Researchers at University of California, San Diego School of Medicine and Veterans Affairs San Diego Healthcare System, with colleagues in Japan and Wisconsin, report that they have successfully directed stem cell-derived neurons to regenerate lost tissue in damaged corticospinal tracts of rats, resulting in functional benefit.
“The corticospinal projection is the most important motor system in humans,” said senior study author Mark Tuszynski, MD, PhD, professor in the UC San Diego School of Medicine Department of Neurosciences and director of the UC San Diego Translational Neuroscience Institute. “It has not been successfully regenerated before. Many have tried, many have failed — including us, in previous efforts.”
“The new thing here was that we used neural stem cells for the first time to determine whether they, unlike any other cell type tested, would support regeneration. And to our surprise, they did.”
The researchers grafted multipotent neural progenitor cells into sites of spinal cord injury in rats. The stem cells were directed to specifically develop as a spinal cord, and they did so robustly, forming functional synapses that improved forelimb movements in the rats. The feat upends an existing belief that corticospinal neurons lacked internal mechanisms needed for regeneration.
“There is more work to do prior to moving to humans,” Tuszynski said. We must establish long-term safety and long-term functional benefit in animals. We must devise methods for transferring this technology to humans in larger animal models. And we must identify the best type of human neural stem cell to bring to the clinic.”
Corticospinal axons extensively regenerate into NPC grafts.

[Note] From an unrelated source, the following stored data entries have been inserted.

PR #974, opened 2023-07-14
Improve browser not found in registry error message

ka3de:
### Description of changes

This PR improves the error message shown when a browser instance for an iteration, which should be automatically initialized as a consequence of the `IterStart` event generated from k6-core, is not found in the browser registry. Because this error might be produced due to the browser type option not being set in scenario definition (the only other possibility is a fault in k6-core/k6 browser implementation), it is better to provide more context information to the user.

### DIFF
--- a/browser/registry.go
+++ b/browser/registry.go
@@ -21,6 +21,13 @@ import (
 	k6modules "go.k6.io/k6/js/modules"
 )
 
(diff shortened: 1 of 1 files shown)


ankur22 (approved):
Nice! LGTM 🚀

PR #908, opened 2021-07-14
feat(notifier): shows latest own subs only

jurajpiar:
Resolves https://rsklabs.atlassian.net/browse/RMKT-793

by adding a filter to the incoming subscriptions.

## Notes:
- As mentioned in the code, this is not ideal, as we make the browser work on something that could be done by the cache database (upon a query from the UI).
> This should really be done in SQL (cache) but sequelize doesn't support subquery and raw query would be impractical in this case (src: https://github.com/sequelize/sequelize/issues/5354)

## Screens:
**Before:**
Screenshot 2021-07-14 at 09 35 02
**After, when got expired only:**
Screenshot 2021-07-14 at 09 43 58
**After when got expired and renewed:**
Screenshot 2021-07-14 at 09 37 49

### DIFF
--- a/src/components/pages/notifier/mypurchase/NotifierMyPurchasePage.tsx
+++ b/src/components/pages/notifier/mypurchase/NotifierMyPurchasePage.tsx
@@ -102,7 +102,19 @@ const NotifierMyPurchasePage: FC = () => {
           $ne: SUBSCRIPTION_STATUSES.PENDING,
         },
       })
-        .then(setSubscriptions)
+        .then((incomingSubscriptions: Array<NotifierSubscriptionItem>) => {
+          const filtered = incomingSubscriptions.reduce((acc, subscription) => {
+            const { id, plan: { id: planId } } = subscription
+            const successor = incomingSubscriptions.find(
+              ({ previousSubscription }) => id === previousSubscription,
+            )
+
+            acc[planId] = successor ?? subscription
+            return acc
+          }, {})
+
+          setSubscriptions(Object.values(filtered))
+        })
         .catch((error) => reportError(new UIError({
           id: 'service-fetch',
           text: 'Error while fetching subscriptions.',


src/components/pages/notifier/mypurchase/NotifierMyPurchasePage.tsx
```diff
@@ -102,7 +102,17 @@ const NotifierMyPurchasePage: FC = () => {
           $ne: SUBSCRIPTION_STATUSES.PENDING,
         },
       })
-        .then(setSubscriptions)
+        .then((subs: Array<NotifierSubscriptionItem>) => {
+          // This should really be done in SQL (cache) but sequelize doesn't support subquery and raw query would be impractical in this case (src: https://github.com/sequelize/sequelize/issues/5354)
+          const filtered = subs.reduce((acc, cur) => {
+            const sub: NotifierSubscriptionItem = acc[cur.plan.id] ?? cur
+            acc[cur.plan.id] = cur.expirationDate > sub.expirationDate
+              ? cur : sub
```
0xartem: I would re-write it so it's more readable. but it's not crucial for me now as soon as it works correctly.

0xartem (approved):

src/components/pages/notifier/mypurchase/NotifierMyPurchasePage.tsx
jurajpiar: done

itofarina (commented):
LGTM

itofarina (approved):
LGTM

src/components/pages/notifier/mypurchase/NotifierMyPurchasePage.tsx
```diff
@@ -102,7 +102,19 @@ const NotifierMyPurchasePage: FC = () => {
...
       })
-        .then(setSubscriptions)
+        .then((incomingSubscriptions: Array<NotifierSubscriptionItem>) => {
+          const filtered = incomingSubscriptions.reduce((acc, subscription) => {
+            const { id, plan: { id: planId } } = subscription
+            const successor = incomingSubscriptions.find(
+              ({ previousSubscription }) => id === previousSubscription,
+            )
+
+            acc[planId] = successor ?? subscription
```
vjgene, line 112: when we add multiple active subscriptions per plan, grouping by planid will have issues.

vjgene (changes requested):

src/components/pages/notifier/mypurchase/NotifierMyPurchasePage.tsx
```diff
@@ -102,7 +102,19 @@ const NotifierMyPurchasePage: FC = () => {
...
+            return acc
+          }, {})
+
+          setSubscriptions(Object.values(filtered))
```
vjgene, line 116:
```
.then((incomingSubscriptions: Array<NotifierSubscriptionItem>) => {
          const initial: Array<NotifierSubscriptionItem> = []
          const filtered = incomingSubscriptions.reduce((acc, subscription) => {
            const { id } = subscription
            const successor = incomingSubscriptions.find(
              ({ previousSubscription }) => id === previousSubscription,
            )
            const sub: NotifierSubscriptionItem = successor || subscription

            if (acc.indexOf(sub) === -1) acc.push(sub)
            return acc
          }, initial)
          setSubscriptions(filtered)

```

src/components/pages/notifier/mypurchase/NotifierMyPurchasePage.tsx
jurajpiar: Thought, we're not going to implement multiple active subscriptions per plan.
OK, I'll change that.

src/components/pages/notifier/mypurchase/NotifierMyPurchasePage.tsx
jurajpiar: Thanks for the suggestion. Minor comments: 
1. mutating arrays (acc.push)
2. ~acc.indexOf(sub) === -1~ acc.includes(sub)
3. if (acc.indexOf(sub) === -1) acc.push(sub), this will not work for subs renewed more than once, if I'm not mistaken

vjgene: For point 2 it's also an option to use "const initial: Set<NotifierSubscriptionItem> = new Set<NotifierSubscriptionItem>()
then initial.add(sub)
For point 3. you can only renew a subscription, only once. once renewed that subscription will be hidden, since new subscription is shown instead of the original

jurajpiar:
Waiting for decision https://rsklabs.atlassian.net/browse/RMKT-793

jurajpiar:
Closing in favour of a new solution https://github.com/rsksmart/rif-marketplace-ui/pull/914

The corticospinal tract (CST) is the most important motor system in humans, yet robust regeneration of this projection after spinal cord injury (SCI) has not been accomplished. In murine models of SCI, we report robust corticospinal axon regeneration, functional synapse formation and improved skilled forelimb function after grafting multipotent neural progenitor cells into sites of SCI. Corticospinal regeneration requires grafts to be driven toward caudalized (spinal cord), rather than rostralized, fates. Fully mature caudalized neural grafts also support corticospinal regeneration. Moreover, corticospinal axons can emerge from neural grafts and regenerate beyond the lesion, a process that is potentially related to the attenuation of the glial scar. Rat corticospinal axons also regenerate into human donor grafts of caudal spinal cord identity. Collectively, these findings indicate that spinal cord ‘replacement’ with homologous neural stem cells enables robust regeneration of the corticospinal projection within and beyond spinal cord lesion sites, achieving a major unmet goal of SCI research and offering new possibilities for clinical translation.